The recommended daily amount for the average adult is 2.4 mcg of vitamin B12. This amount can be consumed just by including three ounces of fish, meat, or poultry daily. The foods with the highest amount of naturally occurring vitamin B12 are beef liver and clams.

The majority of Americans who eat meat get enough vitamin B12 from foods. People who follow a vegetarian or vegan lifestyle will need supplementation since plant foods do not contain any vitamin B12. People with certain conditions may have trouble absorbing enough of the vitamin. They may need to speak with their doctor about supplementation.

People at risk of vitamin B12 deficiency include:

  • Older adults. They often have lower amounts of stomach acid needed to break down the vitamin into a usable form.
  • People with stomach issues. People with stomach disorders, such as atrophic gastritis, have an imbalance of stomach acid and the protein called intrinsic factor in their stomachs.
  • People with pernicious anemia. They lack the intrinsic protein factor needed to absorb B12 from food and supplements.
  • People with gastrointestinal tract disorders. Absorption issues are seen in people with Crohn’s disease, celiac disease, and intestinal or stomach surgery.
  • People who eat plant-based diets. People who eat little or no animal foods are at risk of B12 deficiency, especially vegans and vegetarians.
  • Some breastfeeding babies. The babies of vegans or vegetarians who are breastfed will need supplementation. No vitamin B12 will be available in the breast milk for the infant.

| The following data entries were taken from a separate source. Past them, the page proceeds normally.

PR #2047, opened 2022-06-23
Fix for AMD unit tests

mrwyattii:
- Add asserts to prevent FP16 with CPUAdam on AMD CPUs (not supported)
- AMD runners now use a venv, removed sudo from pip install
- Add skips to unit tests for CPUAdam

### DIFF
--- a/deepspeed/ops/adam/cpu_adam.py
+++ b/deepspeed/ops/adam/cpu_adam.py
@@ -76,6 +76,12 @@ class DeepSpeedCPUAdam(torch.optim.Optimizer):
                             amsgrad=amsgrad)
         super(DeepSpeedCPUAdam, self).__init__(model_params, default_args)
 
+        self.cpu_vendor = get_cpu_info()["vendor_id_raw"].lower()
+        if "amd" in self.cpu_vendor:
+            for group_id, group in enumerate(self.param_groups):
+                for param_id, p in enumerate(group['params']):
+                    assert p.dtype != torch.half, "FP16 params not supported on AMD CPUs"
+
         self.opt_id = DeepSpeedCPUAdam.optimizer_id
         DeepSpeedCPUAdam.optimizer_id = DeepSpeedCPUAdam.optimizer_id + 1
         self.adam_w_mode = adamw_mode
@@ -128,6 +134,9 @@ class DeepSpeedCPUAdam(torch.optim.Optimizer):
 
         # intended device for step
         device = torch.device('cpu')
+
+        if "amd" in self.cpu_vendor:
+            assert fp16_param_groups is None, "FP16 params not supported on AMD CPUs"
 
         # converting the fp16 params to a group of parameter
         if type(fp16_param_groups) is list:
--- a/deepspeed/ops/adam/cpu_adam.py
+++ b/deepspeed/ops/adam/cpu_adam.py
@@ -8,6 +8,7 @@ import time
 from cpuinfo import get_cpu_info
 from pathlib import Path
 from ..op_builder import CPUAdamBuilder
+from deepspeed.utils import logger
 from deepspeed.utils.logging import should_log_le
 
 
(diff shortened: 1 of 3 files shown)


deepspeed/ops/adam/cpu_adam.py
```diff
@@ -129,6 +136,9 @@ def step(self, closure=None, fp16_param_groups=None):
         # intended device for step
         device = torch.device('cpu')
 
+        if "amd" in self.cpu_vendor:
+            assert fp16_param_groups is None, "FP16 params not supported on AMD CPUs"
```
RezaYazdaniAminabadi, line 140: I think we don't need to assert for this condition. The fp16_param_groups is supposed to be on GPU and it is okay on AMD.

deepspeed/ops/adam/cpu_adam.py
```diff
@@ -76,6 +78,18 @@ def __init__(self,
                             amsgrad=amsgrad)
         super(DeepSpeedCPUAdam, self).__init__(model_params, default_args)
 
+        self.cpu_vendor = get_cpu_info()["vendor_id_raw"].lower()
+        if "amd" in self.cpu_vendor:
+            for group_id, group in enumerate(self.param_groups):
+                for param_id, p in enumerate(group['params']):
+                    if p.dtype == torch.half:
+                        logger.warning(
+                            "FP16 params for CPUAdam may not work on AMD CPUs")
```
jithunnair-amd, line 87: @mrwyattii Can you please elaborate a bit more on what error/issue you observed when you added this warning?

rraminen: w.r.t https://github.com/microsoft/DeepSpeed/issues/4698
cc: @loadams

RezaYazdaniAminabadi: Hi @rraminen, Hi @jithunnair-amd 

I think CPU-Adam should be supported to some extent but some overlapping features for copying data from CPU to GPU may not be working properly. Also, I remember that I could not find the corresponding vector instructions for handling the fp16 data-type. So, we may be able to remove this and let it run safely only for restricted cases. Or, if you can help verify the functionality that we need for CPU-Adam is supported, we can have another PR to add this?
Thanks,
Reza

jithunnair-amd: @RezaYazdaniAminabadi You mentioned: "I could not find the corresponding vector instructions for handling the fp16 data-type." Would that be the ones used in SIMD_STORE2 and SIMD_LOAD2 here: https://github.com/microsoft/DeepSpeed/blob/master/csrc/includes/simd.h#L55

rraminen: @RezaYazdaniAminabadi,
Below are the only references to FP16 instructions in simd.h: 

https://github.com/microsoft/DeepSpeed/blob/a8b821535aa0b254efa681d51b4951734ca021cc/csrc/includes/simd.h#L36
https://github.com/microsoft/DeepSpeed/blob/a8b821535aa0b254efa681d51b4951734ca021cc/csrc/includes/simd.h#L58

Those conversion instructions are part of AVX512F which is supported in Zen4 as it is very basic AVX512 feature. Do you want to qualify that this code works fine on newer than AMD Zen 4 CPUs?

sfc-gh-reyazda: Hi @rraminen @jithunnair-amd 

sorry for the delay. 
@jithunnair-amd, I think except the loading part there were some casting operations used which is kind of hacky and I had to do that to go around loading the data right. Honestly, I have not tested this part of the code recently but I would be happy to change this part based on your suggestion (and remove the warning or give warning for older architectures as @rraminen mentioned). Unfortunately, I don't have AMD CPUs to try this so I would need your help to verify this.
Thanks,
Reza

Vitamin B12 deficiency symptoms

Your body stores 2,000 times more vitamin B12 than you get from your diet each day, so deficiency is rare and can take years to develop. The typical signs of vitamin B12 deficiency include:

  • Fatigue
  • Weakness
  • Pale skin
  • Heart palpitations
  • Weight loss
  • Appetite loss
  • Numbness or tingling sensation in hands or feet
  • Depression
  • Infertility
  • Balance issues

Many of these overlap with iron-deficient anemia symptoms — vitamin B-12 and iron are both needed for healthy red blood cells. The most important sign of vitamin B12 deficiency in babies is failure to thrive, meaning the infant does not reach typical developmental milestones.

Evidence has shown more vitamin B12 deficiency in people taking the popular diabetes medication metformin for years. Vitamin B12 may be difficult to absorb for people with diabetes and could worsen nerve damage in neuropathy patients. Metformin is a safe and effective drug that helps people with diabetes be more sensitive to insulin. If you take metformin for diabetes, continue to take your medication and speak with your healthcare provider about your vitamin B12 levels.

Can you get too much B12?

Vitamin B12 is considered to have very low toxicity, so no 'Tolerable Upper Intake Level' (TUL) has been established. This means that the maximum daily intake levels of the vitamin are considered safe for the average person.

Your body will excrete any excess vitamin B12 through your urine, so it isn’t easy to take too much. Some people have taken mega doses of the vitamin, which can cause adverse health effects.

A specific form of acne, drug-induced acne, has been reported with mega-doses of B12 and other vitamins. There is mounting evidence that very high doses of vitamin B12 may lead to other negative health risks, like a higher risk of cancer. Another study found that high doses of vitamin B12 worsened outcomes for people experiencing diabetes-related loss of kidney function.

Vitamin B12 is important for good health. Without it, your body cannot function well, and problems like fatigue, depression, pale skin, and numbness may alert you to a problem. Vegetarians, vegans, and those with certain conditions may need to supplement with vitamin B12 for good health.